Крапивнин замолчал. Молчал и Олег. Слова были не нужны, лишние.
* * *
Крупа просыпалась. Люба смела ее с полки ребром ладони в пригоршню другой и высыпала обратно в пакет.
Хлопнула дверь. Она обернулась.
– День добрый.
Она не ответила, только голову наклонила. Это не было неуважением. Люба к участковому относилась хорошо – по ее меркам и по сравнению с тем, как относилась к большинству жителей Покровского, не говоря уж о людях проезжих.
Егоров к такому обхождению относился спокойно. Он подошел к прилавку.
– Я не покупать. Я спросить. Ты Славку Колычева сегодня видела?
По виду участкового Люба поняла, что на сей раз отделаться кивком не удастся. И все же попыталась.
– Так видела? – с нажимом повторил Егоров.
– Заходил.
– Когда? Зачем?
– Утром. За конфетами.
– Куда потом направился, не заметила?
– Нет.
– А сам он не говорил?
– Славка?
Егоров нахмурился: да уж, нашел что спросить.
– Ладно, – нашел что сказать он. – Никуда не денется.
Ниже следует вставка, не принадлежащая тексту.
PR #4980, opened 2026-07-29
fix(tokens): rank the provider catalogs, bound browse to the top 20 each, unbound search

### LINKED ISSUE #4979: [Fix] Token picker browse dumps the whole provider catalog, and search silently renders only 20 matches [Wallet / Tokens]
## Problem

Two separate defects on the add-token picker, both made materially worse by the dynamic token catalog (#4941, shipped in #4954).

**1. Browse is unbounded.** `TokenSelectionViewModel.recompute` puts the *entire* verified provider breadth into `browseProviderTokens`, and `TokenSelectionScreen.elements` renders all of it when the search field is empty. On Ethereum that is ~2,200 tokens from 1inch alone; on Solana, 4,319 from Jupiter. Nobody scans that. And because the providers return no meaningful order, the head of the list is arbitrary — Ethereum currently opens on `$MBG, ZRX, 0x0, 0xBTC`, and Base on `$OLIVIA2.0`.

Участковый вышел из магазина.
Люба тоже подошла к приоткрытой двери.
На крыльце участковый столкнулся с Тютелькой и задал ему тот же вопрос – о Славке.
– А что случилось? – с ноткой наигранного подобострастия заинтересовался Тютелин.
– Да кое-что, – произнес Егоров тоном, в котором было его нескрываемое отношение к Тютельке – и недоверие, и брезгливость.
– Так, наверное, у озерца он, у Мизинца. За птицефермой. Я его там давеча видел. Сидит, смотрит и лыбится.
Участковому стоило бы сказать «спасибо», но это, пусть в самом малом, означало быть обязанным Тютельке.
– А ты чего здесь? За водкой? Все не угомонишься?
– Какая водка? Мне ж Пятнатая не отпускает, будто не знаете, своевольничает. Я сигаретами разжиться.
Егоров сдвинул брови:
– Чтобы я этого не слышал! Она – Люба, а лучше – Любовь Макаровна! Понял меня?
Участковый спустился с крыльца и пошел по дороге, по ее краю, где не так пыльно.
Люба потянула дверь на себя. Что Егоров одернул Тютельку, ее не удивило и не порадовало, на то и участковый. Только зря он так горячо, ей уже давно все равно. Пятнатая… Такая и есть, такой и останется.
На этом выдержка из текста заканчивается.